顾沉舟一怔,发现自己话里的倾向有些明显了,他沉吟一会,点点头说:“我比较看好郁系。”
“理由呢?”
“汪系的那位来得太迟了。”顾沉舟整理着自己的思路,慢慢说,“都已经到了换届选举了,他才出现;郁系那位虽然这十年来都没有怎么说话,但毕竟当了十年的太子,各方面的人脉都不容小觑,而且——似乎没有人有抓到这位太子的什么把柄。”他说道这里又摇了摇头,“但是换届之争,谁都不知道结果会怎么样,顾家没有必要掺合进去,贺海楼贺南山,可以等这件事情完了之后,再慢慢清算。”
这个道理很简单:如果此刻掺和在换届之争中,接下去的事情就是大势,不论是顾还是贺,都要靠着背后的郁水峰汪博源的胜负来决定胜负,说得明白点,如果站队了,顾家的输赢就注定要呆在大势的车轮下,运气好,就坐在车辕上风光一段,运气不好,就是被压在车轮下碾成碎片。

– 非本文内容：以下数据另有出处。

PR #60, opened 2015-01-16
Redis  MGET support

goetas:
Added redis and predis MGET support

### DIFF
--- a/lib/Doctrine/Common/Cache/PredisCache.php
+++ b/lib/Doctrine/Common/Cache/PredisCache.php
@@ -46,8 +46,7 @@ class PredisCache extends CacheProvider
     {
         $fetchedItems = call_user_func_array(array($this->client, 'mget'), $keys);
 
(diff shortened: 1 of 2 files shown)


guilhermeblanco:
Patch is ok, but I have something needling my head this seems wrong.
What's the idea here? If we fetch N keys and cache only returns < N, you need to fill out the blanks with null values?

goetas:
Looking at [this](https://github.com/doctrine/cache/blob/92642fc4902f1d4ac1b0e645152e833816767351/lib/Doctrine/Common/Cache/MultiGetCache.php#L36) the Predis implementation is correct, while the Redis implementation is not correct... i will fix it.

guilhermeblanco:
array_filter should do the work then... =)

goetas:
done

Ocramius:
Very good: merging, but it will be in `1.5.0` only.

而要等换届结束,顾贺之争就是两家的争锋,到时候胜负虽还两说,但更多的还是看两家本身的手段势力,外力的作用毕竟不那么明显。
顾老爷子缓缓点头:“既然想清楚了,你晚上就跟你爸爸聊一聊……这次贺家的小子未免也太乱来了。”
顾沉舟又想到贺海楼做的一系列事情了,心道他何止是乱来?简直是个神经病,还是个有文化的神经病。
那头顾老爷子又出声说:“贺家的破绽出现在王昶身上,王昶是青乡县出身,虽然档案已经被抹掉了,但要下死力气查,也还是有几分蛛丝马迹的。”
“只要把这个关键人物的背景查出来,一切问题就水落石出了。”顾沉舟接话。
顾老转动着手上的两枚玉石,片刻后又问:“你最开始是因为什么怀疑贺家的?——就因为贺海楼出现在现场?”
“因为贺海楼一点动作都没有。”顾沉舟突然笑道,“贺海楼是什么样的人?他脑袋都被开了瓢了,居然一点反应都没有?哪怕这件事是针对顾家,他也知道幕后主使者,是特意赶来恰巧被误伤的——这样的反应也太绵软太不正常了!”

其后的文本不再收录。